[Collected data]
··········

PR #1599, opened 2026-07-22
Test `bin/benchmark` and `bin/make-test-bundle` in CI

snprajwal:
We have auxiliary packages in this repository that, in some cases, depend on SwiftDocC. Changes to the main package may impact them, but they are currently not being built or tested in CI. Update `bin/test` to optionally build and test these packages if their source or dependents change. Also update the GitHub Actions workflow to include two optional jobs to build and test auxiliary packages. A prerequisite job checks for changes that impact these packages and sets boolean flags that are used to determine if the individual jobs need to run.

rdar://182804873

### DIFF
--- a/.github/workflows/pull_request.yml
+++ b/.github/workflows/pull_request.yml
@@ -28,6 +28,7 @@ jobs:
       # - CMake: https://github.com/swiftlang/swift-docc/pull/1115
       enable_windows_checks: false
       enable_macos_checks: true
+
   soundness:
     name: Soundness
     uses: swiftlang/github-workflows/.github/workflows/soundness.yml@0.0.13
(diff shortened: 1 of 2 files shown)


.github/workflows/pull_request.yml
```diff
@@ -49,3 +50,57 @@ jobs:
...
+            --jq '.[].filename')"
+          echo "Changed files:"
+          echo "$changed"
+
+          make_test_bundle=false
+          benchmark=false
+          # `make-test-bundle` has no dependencies, only check its source
+          if echo "$changed" | grep -qE '^bin/make-test-bundle/'; then make_test_bundle=true; fi
+          # `benchmark` depends on SwiftDocC, check its source and the root package manifest
+          if echo "$changed" | grep -qE '^(bin/benchmark/|Package\.(swift|resolved)$)'; then benchmark=true; fi
```
QuietMisdreavus: Shouldn't this also check for changes to `Sources/SwiftDocC/` as well?

bin/test
```diff
@@ -22,6 +22,32 @@ DOCC_ROOT="$(dirname $(dirname $(filepath $0)))"
...
+
+# `make-test-bundle` has no dependencies and no test target, so we just build it.
+if should_build '^bin/make-test-bundle/'; then
+    printf "=> Building make-test-bundle…\n"
+    swift build --package-path "$DOCC_ROOT/bin/make-test-bundle"
+fi
+
+# `benchmark` depends on the root SwiftDocC package (via `../../`)
+# and has a test target, so rebuild and test it when it or the root package changes.
+if should_build '^(bin/benchmark/|Package\.(swift|resolved)$)'; then
```
QuietMisdreavus: Ditto here. If DocC itself changed, we should make sure that the benchmark utility continues to build as expected.

.github/workflows/pull_request.yml
snprajwal: The benchmark utility only uses the schema for `benchmark.json` from SwiftDocC. I don't see the need for us to build and test every time DocC changes, since that would cause it to trigger on almost every PR. However, we could gate it to check for changes to `Sources/SwiftDocC/Benchmark`, that's a nice improvement.

snprajwal:
@swift-ci test

QuietMisdreavus (approved):

snprajwal:
@swift-ci test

··········

WHAT YOU ARE ASKED TO DO
In the records above, find every line that contains the word "benchmark" and copy it.

REPLY TO THE TASK
Test `bin/benchmark` and `bin/make-test-bundle` in CI
+          benchmark=false
+          # `benchmark` depends on SwiftDocC, check its source and the root package manifest
+          if echo "$changed" | grep -qE '^(bin/benchmark/|Package\.(swift|resolved)$)'; then benchmark=true; fi
+# `benchmark` depends on the root SwiftDocC package (via `../../`)
+if should_build '^(bin/benchmark/|Package\.(swift|resolved)$)'; then
QuietMisdreavus: Ditto here. If DocC itself changed, we should make sure that the benchmark utility continues to build as expected.
snprajwal: The benchmark utility only uses the schema for `benchmark.json` from SwiftDocC. I don't see the need for us to build and test every time DocC changes, since that would cause it to trigger on almost every PR. However, we could gate it to check for changes to `Sources/SwiftDocC/Benchmark`, that's a nice improvement.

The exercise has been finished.